PROGRAM MAGISTER ILMU HUKUM
UNIVERSITAS MURIA KUDUS
2009
Para Intelektual /pakar menilai bahwa kebijakan otonomi daerah dibawah Undang – undang Nomor 32 tahun 2004 merupakan salah satu kebijakan otonomi daerah yang baik yang pernah ada di Republik Indonesia. Undang-undang ini merupakan salah satu perwujudan refomasi yang telah melahirkan paradigma baru dalam penyelenggaraan pemerintah daerah. Yang sebelumnya diatur dalam UU No 5 Tahun 1974 tentang pokok-pokok pemerintah di daerah yang mengandung azas dekonsentralisasi,desentralisasi dan pembantuan.

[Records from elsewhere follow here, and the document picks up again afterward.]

PR #1249, opened 2026-09-03
chore(clients): annotate the permanent class/exception alias lines

Eldad-Caura:
## Summary
Part of the wider repo sweep — auditing every unannotated `memclaw` line rather than only the items named in the original brief.

The `MemClaw`/`MemClawError`/`MemClawAPIError` class and exception aliases in both `clients/python` and `clients/typescript` are permanent by design (rule 3 — same pattern as the MCP tool rename) and already documented with a `legacy-name-ok` comment on the assignment's own explanatory comment line in most places. But `scripts/legacy_name_ratchet.py` only exempts the exact physical line a marker sits on, so the multi-line `from .exceptions import (...)` block, the `__all__` list, and the mirrored TypeScript `export const`/`export type` lines were still counted as unannotated debt — 18 lines across 5 files — even though nothing about them is actually unresolved.

Adds the same `legacy-name-ok: rule 3 permanent class/exception alias` marker directly to each of those lines. No behavior change; verified nothing needed a rename (all of it is the intentional, already-decided permanent alias surface).

## Gates
- `python3 scripts/legacy_name_ratchet.py --base origin/main` → `No new lines. 18 annotated, 0 removed, 0 excused moves (-18 net).`
- `python3 scripts/do_not_touch_sentinel.py` → `All 39 protected strings survive.`
- `ruff check src tests` (clients/python, with the pinned `ruff>=0.15.4,<0.16` from the `dev` extra) clean.
- `pytest` — 139 passed (clients/python, isolated venv).
- `npm test` (clients/typescript) — `tsc` compiles clean, 14/14 tests passed.

Measured against `origin/main` at `c0930483...` (post-#1247 merge).

### DIFF
--- a/clients/python/src/caura_client/__init__.py
+++ b/clients/python/src/caura_client/__init__.py
@@ -10,26 +10,26 @@ package-forwarder distributions that once depended on this one were retired
 
 from __future__ import annotations
 
-from .client import DEFAULT_BASE_URL, Caura, MemClaw
+from .client import DEFAULT_BASE_URL, Caura, MemClaw  # legacy-name-ok: rule 3 permanent class alias
 from .exceptions import (
     AuthError,
     CauraAPIError,
     CauraError,
-    MemClawAPIError,
-    MemClawError,
+    MemClawAPIError,  # legacy-name-ok: rule 3 permanent exception alias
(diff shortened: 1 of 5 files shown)


Eldad-Caura:
@erni-a please approve

erni-a (approved):

PR #1250, opened 2026-09-03
test: annotate the permanent tool/env alias literals in the compat-alias tests

Eldad-Caura:
## What

Adds `legacy-name-ok: rule 3 ...` markers to the `memclaw` literals in
`tests/test_tool_rename_aliases.py`, `tests/test_migration_012_safety_gate.py`,
and `tests/conftest.py`. No renames — these three files exist specifically
to pin two permanent aliases forever:

- `tests/test_tool_rename_aliases.py` — the `memclaw_*` → `caura_*` MCP
  tool-dispatch shim (`core_api/mcp_server.py`'s `name.startswith("memclaw_")`,
  sentinel-protected).
- `tests/test_migration_012_safety_gate.py` — the
  `MEMCLAW_RUN_DESTRUCTIVE_MIGRATIONS` env-var alias for the vector-dim
  migration's destructive-run gate. Introduced a `LEGACY_ENV` module
  constant instead of repeating the literal in all 6 call sites — one
  annotated definition instead of six annotated call sites.
- `tests/conftest.py` — the defensive unset of a leaked `MEMCLAW_API_KEY`/
  `MEMCLAW_KEY` from developers' shells, and the comment documenting the
  `settings.memclaw_api_key` dual-read field it's guarding against.

Several of the original literal call sites, once a trailing marker was
added, no longer fit `ruff format`'s line-length limit — `ruff format`
would then wrap the call so the closing-paren line (carrying the marker)
no longer shared a physical line with the matched "memclaw" text, which
the ratchet requires. Restructured those (the `LEGACY_ENV` constant above;
a `suffix`/`legacy_marker` local in the alias test; the leaky-env tuple
split one-per-line) so the literal and its marker always share one short,
already-formatted line.

4 occurrences are left unannotated on purpose: the first line of a module
or function docstring in each file (`test_tool_rename_aliases.py:1,8,74`;
`test_migration_012_safety_gate.py:146`) — an inline `#` marker there
would leak into `__doc__`, and rewording to avoid the literal would blur
exactly which prefix/env-var name the guarantee covers. Same call made for
`clients/python/src/caura_client/__init__.py`'s docstring in #1249.

`tests/conftest.py:69`'s `postgresql+asyncpg://memclaw:changeme@.../memclaw`
default is untouched here — it's part of the wider Postgres role/db-name
question (also live in `docker-compose*.yml`, `.env.example`, CI, etc.)
that needs an infra-owner decision before anyone touches it, not a
sweep-scope annotation.

## Verification

  lines. 4 annotated, 11 removed, 0 excused moves (-15 net).` EXIT 0
  (the 11 "removed" are literals now referenced via `LEGACY_ENV`/locals
  instead of repeated inline, so they no longer read as bare occurrences)
  survive.`
- `pytest tests/test_tool_rename_aliases.py tests/test_migration_012_safety_gate.py -v`
  → 17 passed (no DB required — both suites are `@pytest.mark.unit`)
- `ruff check tests/test_tool_rename_aliases.py tests/test_migration_012_safety_gate.py tests/conftest.py`
  → All checks passed
- `ruff format --check` on the same three files → all already formatted
  (fixes the CI failure from the first push, caused by an unformatted
  trailing marker)

### DIFF
--- a/tests/conftest.py
+++ b/tests/conftest.py
@@ -41,15 +41,20 @@ for _k, _v in _TEST_DEFAULTS.items():
 
 # Defensively unset env vars that change auth shape and routinely leak in
 # from developers' shells (the OSS plugin onboarding writes
-# ``~/.config/caura-keys.env`` with ``MEMCLAW_API_KEY=...`` and many
+# ``~/.config/caura-keys.env`` with ``MEMCLAW_API_KEY=...`` and many  # legacy-name-ok: rule 3 env alias
 # rc files source it for the openclaw CLI). A leaked value flips
-# ``settings.memclaw_api_key`` to truthy, which makes ``get_auth_context``
+# ``settings.memclaw_api_key`` to truthy, which makes ``get_auth_context``  # legacy-name-ok: rule 3 dual-read field
 # enforce the gate at Path 2 with 401s before any standalone-mode
 # bypass — silently failing every test that doesn't sniff the env
 # itself (e.g. test_rate_limit's auth-gated burst test, which gets all
 # 401s instead of the expected 200/429 mix). Unset rather than
 # setdefault — setdefault doesn't override an existing env value.
-for _leaky in ("MEMCLAW_API_KEY", "MEMCLAW_KEY", "CAURA_API_KEY", "CAURA_KEY"):
+for _leaky in (
+    "MEMCLAW_API_KEY",  # legacy-name-ok: rule 3 env alias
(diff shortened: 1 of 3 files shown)


Eldad-Caura:
@erni-a pleasr aprvoe

erni-a (dismissed):

Eldad-Caura:
@erni-a please approve

erni-a (approved):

Dalam menyelenggarakan otonomi, Pemerintah Daerah mempunyai kewajiban:
a. melindungi masyarakat, menjaga persatuan, kesatuan dan kerukunan nasional, serta keutuhan Negara Kesatuan Republik Indonesia;
b. meningkatkan kualitas kehidupan masyarakat;
c. mengembangkan kehidupan demokrasi;
d. mewujudkan keadilan dan pemerataan;
e. meningkatkan pelayanan dasar pendidikan;
f. menyediakan fasilitas pelayanan kesehatan;
g. menyediakan fasilitas sosial dan fasilitas umum yang layak;
h. mengembangkan sistem jaminan sosial;
i. menyusun perencanaan dan tata ruang daerah;
j. mengembangkan sumber daya produktif di daerah;
k. melestarikan lingkungan hidup;
l. mengelola administrasi kependudukan;
m. melestarikan nilai sosial budaya;
n. membentuk dan menerapkan peraturan perundang-undangan sesuai dengan kewenangannya;
o. kewajiban lain yang diatur dalam peraturan perundang-undangan.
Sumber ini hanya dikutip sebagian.